Report the count of lines in the records below that hold the word "ButtonClickSound", omitting everything but the number.

------ Data for this task

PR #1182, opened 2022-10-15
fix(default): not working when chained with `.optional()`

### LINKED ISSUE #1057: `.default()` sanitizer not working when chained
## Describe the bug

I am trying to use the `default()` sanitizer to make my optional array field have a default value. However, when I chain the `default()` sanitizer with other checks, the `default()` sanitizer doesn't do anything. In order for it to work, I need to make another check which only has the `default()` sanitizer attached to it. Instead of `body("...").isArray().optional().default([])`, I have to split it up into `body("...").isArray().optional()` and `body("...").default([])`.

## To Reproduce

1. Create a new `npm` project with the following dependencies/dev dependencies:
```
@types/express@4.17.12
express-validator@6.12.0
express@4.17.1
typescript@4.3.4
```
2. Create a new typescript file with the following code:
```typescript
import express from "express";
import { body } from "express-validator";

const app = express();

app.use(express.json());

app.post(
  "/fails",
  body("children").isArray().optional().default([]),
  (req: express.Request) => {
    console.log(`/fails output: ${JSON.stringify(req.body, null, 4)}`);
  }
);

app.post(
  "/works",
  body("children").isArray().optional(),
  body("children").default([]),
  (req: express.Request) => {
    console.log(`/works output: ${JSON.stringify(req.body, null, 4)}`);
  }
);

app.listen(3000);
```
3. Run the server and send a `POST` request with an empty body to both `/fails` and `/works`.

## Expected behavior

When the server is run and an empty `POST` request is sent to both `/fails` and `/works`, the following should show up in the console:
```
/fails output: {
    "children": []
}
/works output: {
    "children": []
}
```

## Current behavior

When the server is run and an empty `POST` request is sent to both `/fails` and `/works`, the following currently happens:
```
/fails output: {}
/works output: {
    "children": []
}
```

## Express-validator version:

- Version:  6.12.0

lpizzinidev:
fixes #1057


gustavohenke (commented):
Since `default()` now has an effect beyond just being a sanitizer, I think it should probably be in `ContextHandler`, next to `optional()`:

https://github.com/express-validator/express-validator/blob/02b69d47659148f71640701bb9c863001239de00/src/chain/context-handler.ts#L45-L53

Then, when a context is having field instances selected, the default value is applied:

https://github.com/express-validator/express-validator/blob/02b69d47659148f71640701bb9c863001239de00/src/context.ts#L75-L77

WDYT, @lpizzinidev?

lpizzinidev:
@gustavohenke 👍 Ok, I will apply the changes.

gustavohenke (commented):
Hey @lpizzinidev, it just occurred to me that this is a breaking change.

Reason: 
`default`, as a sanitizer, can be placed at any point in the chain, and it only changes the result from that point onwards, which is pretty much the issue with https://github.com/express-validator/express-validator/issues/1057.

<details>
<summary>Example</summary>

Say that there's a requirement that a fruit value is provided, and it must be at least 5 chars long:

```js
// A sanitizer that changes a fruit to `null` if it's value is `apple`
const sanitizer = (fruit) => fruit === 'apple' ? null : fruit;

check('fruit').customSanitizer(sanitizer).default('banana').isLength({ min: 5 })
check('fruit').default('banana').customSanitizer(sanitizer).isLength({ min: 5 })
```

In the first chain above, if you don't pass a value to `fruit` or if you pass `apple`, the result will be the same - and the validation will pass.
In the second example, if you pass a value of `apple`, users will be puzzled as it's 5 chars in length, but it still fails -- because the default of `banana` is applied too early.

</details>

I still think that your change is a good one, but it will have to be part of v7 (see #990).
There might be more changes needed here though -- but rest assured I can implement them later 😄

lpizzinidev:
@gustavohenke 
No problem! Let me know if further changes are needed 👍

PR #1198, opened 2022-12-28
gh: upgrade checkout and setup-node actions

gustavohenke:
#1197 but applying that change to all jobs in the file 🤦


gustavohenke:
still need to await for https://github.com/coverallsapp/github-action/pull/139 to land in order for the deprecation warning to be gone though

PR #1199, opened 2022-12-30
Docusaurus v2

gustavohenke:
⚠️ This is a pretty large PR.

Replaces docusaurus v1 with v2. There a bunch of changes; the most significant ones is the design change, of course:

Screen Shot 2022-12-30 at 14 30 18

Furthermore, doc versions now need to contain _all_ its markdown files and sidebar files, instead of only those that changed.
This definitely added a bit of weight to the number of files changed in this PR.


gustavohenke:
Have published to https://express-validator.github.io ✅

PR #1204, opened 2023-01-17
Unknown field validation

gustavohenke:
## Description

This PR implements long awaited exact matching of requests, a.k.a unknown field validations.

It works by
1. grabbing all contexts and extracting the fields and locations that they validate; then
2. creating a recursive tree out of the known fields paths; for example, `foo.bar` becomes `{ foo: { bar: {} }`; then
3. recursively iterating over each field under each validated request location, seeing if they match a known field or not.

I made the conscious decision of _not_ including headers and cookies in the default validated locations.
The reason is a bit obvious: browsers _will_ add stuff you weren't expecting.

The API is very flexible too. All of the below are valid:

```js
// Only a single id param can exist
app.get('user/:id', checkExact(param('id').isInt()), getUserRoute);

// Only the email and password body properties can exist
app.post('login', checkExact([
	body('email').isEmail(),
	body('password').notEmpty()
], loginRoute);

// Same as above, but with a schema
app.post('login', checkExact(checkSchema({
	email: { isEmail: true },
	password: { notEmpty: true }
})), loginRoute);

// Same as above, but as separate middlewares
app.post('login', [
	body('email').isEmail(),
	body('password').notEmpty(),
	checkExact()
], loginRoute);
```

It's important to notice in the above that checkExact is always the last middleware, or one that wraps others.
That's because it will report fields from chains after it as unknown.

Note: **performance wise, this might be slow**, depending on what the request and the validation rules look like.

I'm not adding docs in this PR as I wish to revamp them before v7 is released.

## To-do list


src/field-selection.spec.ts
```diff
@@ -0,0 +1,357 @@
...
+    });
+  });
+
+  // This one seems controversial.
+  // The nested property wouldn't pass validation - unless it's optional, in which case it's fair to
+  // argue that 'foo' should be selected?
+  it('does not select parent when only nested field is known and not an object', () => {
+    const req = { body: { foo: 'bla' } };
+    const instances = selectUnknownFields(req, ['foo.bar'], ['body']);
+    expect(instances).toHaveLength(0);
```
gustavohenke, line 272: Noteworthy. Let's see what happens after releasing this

------------
------ Data for this task

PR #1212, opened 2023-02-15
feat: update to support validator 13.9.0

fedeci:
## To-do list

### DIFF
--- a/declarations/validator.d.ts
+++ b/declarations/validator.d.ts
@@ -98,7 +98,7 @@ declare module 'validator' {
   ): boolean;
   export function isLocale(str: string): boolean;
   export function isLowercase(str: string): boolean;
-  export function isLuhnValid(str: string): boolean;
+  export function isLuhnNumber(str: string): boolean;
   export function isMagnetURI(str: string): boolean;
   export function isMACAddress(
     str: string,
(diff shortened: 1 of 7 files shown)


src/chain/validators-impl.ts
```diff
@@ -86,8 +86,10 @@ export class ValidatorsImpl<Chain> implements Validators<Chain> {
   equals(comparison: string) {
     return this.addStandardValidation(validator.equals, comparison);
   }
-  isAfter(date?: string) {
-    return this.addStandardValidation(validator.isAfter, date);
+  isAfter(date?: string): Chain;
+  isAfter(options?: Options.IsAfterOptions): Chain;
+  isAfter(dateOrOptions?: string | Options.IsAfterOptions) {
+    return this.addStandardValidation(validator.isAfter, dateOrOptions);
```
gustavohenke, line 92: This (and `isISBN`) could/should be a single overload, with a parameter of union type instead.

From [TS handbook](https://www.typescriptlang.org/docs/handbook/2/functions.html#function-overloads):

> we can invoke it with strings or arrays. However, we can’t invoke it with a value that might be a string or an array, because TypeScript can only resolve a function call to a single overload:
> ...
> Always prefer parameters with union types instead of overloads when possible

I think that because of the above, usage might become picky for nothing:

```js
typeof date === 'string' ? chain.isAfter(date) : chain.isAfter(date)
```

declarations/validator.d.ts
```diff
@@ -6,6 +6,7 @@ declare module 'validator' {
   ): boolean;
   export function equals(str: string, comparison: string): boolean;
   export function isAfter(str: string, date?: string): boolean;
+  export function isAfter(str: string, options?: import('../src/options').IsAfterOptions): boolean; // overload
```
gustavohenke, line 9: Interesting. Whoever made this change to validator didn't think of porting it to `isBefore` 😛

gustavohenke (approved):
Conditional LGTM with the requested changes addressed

------------
------ Data for this task

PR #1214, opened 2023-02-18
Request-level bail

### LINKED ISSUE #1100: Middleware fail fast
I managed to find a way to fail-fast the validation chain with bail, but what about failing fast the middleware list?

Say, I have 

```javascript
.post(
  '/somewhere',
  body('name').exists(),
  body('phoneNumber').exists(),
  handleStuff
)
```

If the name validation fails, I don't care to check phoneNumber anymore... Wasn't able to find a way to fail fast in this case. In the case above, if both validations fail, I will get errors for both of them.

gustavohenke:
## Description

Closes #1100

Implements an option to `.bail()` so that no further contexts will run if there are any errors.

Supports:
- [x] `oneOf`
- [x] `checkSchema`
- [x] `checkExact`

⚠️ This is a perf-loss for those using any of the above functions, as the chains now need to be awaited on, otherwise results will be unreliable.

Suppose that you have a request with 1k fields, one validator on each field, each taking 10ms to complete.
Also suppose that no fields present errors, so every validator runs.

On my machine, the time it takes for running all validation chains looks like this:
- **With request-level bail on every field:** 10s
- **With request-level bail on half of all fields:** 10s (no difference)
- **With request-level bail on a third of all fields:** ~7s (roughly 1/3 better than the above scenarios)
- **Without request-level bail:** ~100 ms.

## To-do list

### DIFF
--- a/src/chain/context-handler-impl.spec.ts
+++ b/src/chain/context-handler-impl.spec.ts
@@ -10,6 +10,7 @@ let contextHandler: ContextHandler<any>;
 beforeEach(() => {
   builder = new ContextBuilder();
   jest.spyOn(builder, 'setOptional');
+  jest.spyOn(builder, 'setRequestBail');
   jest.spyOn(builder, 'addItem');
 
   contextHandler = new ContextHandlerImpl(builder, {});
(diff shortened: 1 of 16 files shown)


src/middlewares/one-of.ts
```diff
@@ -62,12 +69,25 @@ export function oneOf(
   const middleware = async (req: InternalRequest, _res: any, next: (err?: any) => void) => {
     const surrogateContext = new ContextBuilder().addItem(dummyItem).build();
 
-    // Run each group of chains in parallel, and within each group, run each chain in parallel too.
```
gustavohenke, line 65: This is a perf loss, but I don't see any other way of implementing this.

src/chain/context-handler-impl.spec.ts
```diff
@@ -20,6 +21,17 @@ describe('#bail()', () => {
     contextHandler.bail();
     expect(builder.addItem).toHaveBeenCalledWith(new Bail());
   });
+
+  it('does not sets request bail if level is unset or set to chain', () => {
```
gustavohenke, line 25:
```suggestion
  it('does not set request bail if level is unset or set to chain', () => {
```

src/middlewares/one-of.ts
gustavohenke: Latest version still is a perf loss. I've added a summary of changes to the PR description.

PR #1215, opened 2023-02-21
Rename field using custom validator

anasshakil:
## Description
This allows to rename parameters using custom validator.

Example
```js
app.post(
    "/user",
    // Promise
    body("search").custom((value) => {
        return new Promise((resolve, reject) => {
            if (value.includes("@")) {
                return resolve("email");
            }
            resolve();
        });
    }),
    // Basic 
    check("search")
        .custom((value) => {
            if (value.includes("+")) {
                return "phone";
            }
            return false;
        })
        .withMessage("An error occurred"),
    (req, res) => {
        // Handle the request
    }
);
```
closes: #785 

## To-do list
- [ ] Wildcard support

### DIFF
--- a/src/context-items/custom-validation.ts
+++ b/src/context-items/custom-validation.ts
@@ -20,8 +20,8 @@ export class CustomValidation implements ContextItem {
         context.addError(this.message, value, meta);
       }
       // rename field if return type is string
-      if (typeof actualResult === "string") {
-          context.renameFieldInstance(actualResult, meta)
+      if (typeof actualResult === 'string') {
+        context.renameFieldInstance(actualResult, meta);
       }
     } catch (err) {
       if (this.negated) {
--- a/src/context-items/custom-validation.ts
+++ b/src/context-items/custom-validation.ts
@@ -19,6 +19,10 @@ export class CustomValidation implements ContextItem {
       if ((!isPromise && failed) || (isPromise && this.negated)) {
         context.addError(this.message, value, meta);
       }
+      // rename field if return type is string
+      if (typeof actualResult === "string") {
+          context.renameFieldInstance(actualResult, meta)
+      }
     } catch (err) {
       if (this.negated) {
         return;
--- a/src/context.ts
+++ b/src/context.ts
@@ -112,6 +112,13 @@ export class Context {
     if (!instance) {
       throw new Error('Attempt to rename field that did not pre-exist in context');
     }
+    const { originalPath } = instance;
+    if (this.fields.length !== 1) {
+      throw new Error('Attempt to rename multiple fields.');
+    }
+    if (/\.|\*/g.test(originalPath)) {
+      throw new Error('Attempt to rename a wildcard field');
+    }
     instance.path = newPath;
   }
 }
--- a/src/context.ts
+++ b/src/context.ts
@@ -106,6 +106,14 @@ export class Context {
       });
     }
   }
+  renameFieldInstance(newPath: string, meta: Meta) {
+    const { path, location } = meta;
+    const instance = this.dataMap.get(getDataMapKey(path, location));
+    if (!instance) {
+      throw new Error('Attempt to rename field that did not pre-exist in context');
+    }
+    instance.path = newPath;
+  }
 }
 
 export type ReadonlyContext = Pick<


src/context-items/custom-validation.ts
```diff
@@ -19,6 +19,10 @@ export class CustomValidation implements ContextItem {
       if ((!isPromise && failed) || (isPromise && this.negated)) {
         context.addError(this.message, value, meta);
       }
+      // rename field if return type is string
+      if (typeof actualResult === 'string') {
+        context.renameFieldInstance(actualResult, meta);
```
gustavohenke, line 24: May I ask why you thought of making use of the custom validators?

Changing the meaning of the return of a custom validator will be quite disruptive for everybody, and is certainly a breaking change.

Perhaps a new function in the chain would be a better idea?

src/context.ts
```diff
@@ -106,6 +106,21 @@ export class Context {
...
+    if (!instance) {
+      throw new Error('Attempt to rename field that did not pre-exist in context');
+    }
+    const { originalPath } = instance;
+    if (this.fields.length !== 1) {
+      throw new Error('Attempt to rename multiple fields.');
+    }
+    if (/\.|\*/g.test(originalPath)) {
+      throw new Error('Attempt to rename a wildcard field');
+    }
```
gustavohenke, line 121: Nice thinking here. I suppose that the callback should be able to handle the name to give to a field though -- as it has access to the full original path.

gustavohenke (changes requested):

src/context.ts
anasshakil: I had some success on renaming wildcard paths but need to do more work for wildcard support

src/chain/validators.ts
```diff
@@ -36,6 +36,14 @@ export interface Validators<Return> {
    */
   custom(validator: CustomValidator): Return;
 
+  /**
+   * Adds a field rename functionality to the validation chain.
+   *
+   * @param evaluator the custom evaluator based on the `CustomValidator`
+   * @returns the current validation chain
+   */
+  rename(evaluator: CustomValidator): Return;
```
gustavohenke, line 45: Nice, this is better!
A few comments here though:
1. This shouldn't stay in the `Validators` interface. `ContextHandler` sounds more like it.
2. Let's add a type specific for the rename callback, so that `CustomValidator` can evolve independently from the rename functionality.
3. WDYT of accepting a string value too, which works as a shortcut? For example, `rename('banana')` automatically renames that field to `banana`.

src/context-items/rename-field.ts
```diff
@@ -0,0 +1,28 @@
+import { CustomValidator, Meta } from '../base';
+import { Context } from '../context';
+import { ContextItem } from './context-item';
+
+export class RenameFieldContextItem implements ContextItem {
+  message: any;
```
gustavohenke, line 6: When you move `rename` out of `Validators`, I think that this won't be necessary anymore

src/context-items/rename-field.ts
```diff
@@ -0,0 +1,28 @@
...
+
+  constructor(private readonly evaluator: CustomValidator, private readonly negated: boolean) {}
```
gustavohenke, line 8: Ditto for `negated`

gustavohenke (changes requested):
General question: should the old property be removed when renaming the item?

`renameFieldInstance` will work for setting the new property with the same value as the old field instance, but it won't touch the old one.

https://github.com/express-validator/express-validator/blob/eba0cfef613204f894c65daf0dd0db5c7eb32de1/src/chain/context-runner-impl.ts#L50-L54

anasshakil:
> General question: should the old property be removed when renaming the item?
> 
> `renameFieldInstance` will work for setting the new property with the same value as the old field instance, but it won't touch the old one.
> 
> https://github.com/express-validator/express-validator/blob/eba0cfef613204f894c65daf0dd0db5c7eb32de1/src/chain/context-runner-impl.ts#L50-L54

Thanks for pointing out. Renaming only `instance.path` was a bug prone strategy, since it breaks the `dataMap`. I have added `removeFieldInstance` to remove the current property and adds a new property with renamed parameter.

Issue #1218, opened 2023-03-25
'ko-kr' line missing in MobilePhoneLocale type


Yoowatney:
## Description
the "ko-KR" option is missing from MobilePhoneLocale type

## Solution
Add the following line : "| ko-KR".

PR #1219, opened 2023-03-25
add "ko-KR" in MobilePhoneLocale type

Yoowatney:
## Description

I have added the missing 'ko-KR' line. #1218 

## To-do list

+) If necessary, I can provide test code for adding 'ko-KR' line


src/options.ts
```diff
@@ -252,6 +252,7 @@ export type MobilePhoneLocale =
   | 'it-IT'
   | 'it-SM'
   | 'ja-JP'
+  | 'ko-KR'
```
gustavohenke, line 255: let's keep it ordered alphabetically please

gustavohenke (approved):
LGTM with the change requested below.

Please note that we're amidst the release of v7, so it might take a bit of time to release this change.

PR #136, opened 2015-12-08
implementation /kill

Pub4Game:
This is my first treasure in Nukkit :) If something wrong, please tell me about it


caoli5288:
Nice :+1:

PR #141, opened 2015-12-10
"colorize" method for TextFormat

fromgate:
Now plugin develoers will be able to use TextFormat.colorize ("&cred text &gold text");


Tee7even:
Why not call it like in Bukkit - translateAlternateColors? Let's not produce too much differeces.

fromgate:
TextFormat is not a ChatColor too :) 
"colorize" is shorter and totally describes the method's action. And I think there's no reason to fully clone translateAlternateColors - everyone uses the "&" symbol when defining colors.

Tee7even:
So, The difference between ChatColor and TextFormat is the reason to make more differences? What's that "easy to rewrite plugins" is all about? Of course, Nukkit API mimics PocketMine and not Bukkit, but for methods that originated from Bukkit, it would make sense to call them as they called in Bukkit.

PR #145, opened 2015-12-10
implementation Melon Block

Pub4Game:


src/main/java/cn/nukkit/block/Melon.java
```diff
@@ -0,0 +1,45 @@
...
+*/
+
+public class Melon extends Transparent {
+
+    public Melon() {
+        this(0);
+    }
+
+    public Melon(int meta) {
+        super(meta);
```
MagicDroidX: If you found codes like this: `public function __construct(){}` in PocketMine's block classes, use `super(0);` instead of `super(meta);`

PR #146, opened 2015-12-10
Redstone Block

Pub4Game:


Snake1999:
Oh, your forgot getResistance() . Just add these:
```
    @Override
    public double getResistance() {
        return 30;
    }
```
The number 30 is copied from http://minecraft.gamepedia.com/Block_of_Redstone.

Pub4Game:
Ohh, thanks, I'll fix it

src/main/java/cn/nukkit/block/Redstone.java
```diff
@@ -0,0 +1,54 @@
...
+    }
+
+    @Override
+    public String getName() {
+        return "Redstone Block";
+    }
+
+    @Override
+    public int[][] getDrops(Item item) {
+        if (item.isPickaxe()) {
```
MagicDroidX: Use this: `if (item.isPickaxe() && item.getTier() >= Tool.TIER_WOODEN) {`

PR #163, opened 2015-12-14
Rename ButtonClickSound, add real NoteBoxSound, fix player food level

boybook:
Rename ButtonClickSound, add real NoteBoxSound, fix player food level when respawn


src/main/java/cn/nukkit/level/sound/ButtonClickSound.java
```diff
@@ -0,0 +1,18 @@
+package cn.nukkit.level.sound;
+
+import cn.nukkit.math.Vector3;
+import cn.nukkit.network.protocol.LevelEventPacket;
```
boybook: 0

------------

_Answer space_
3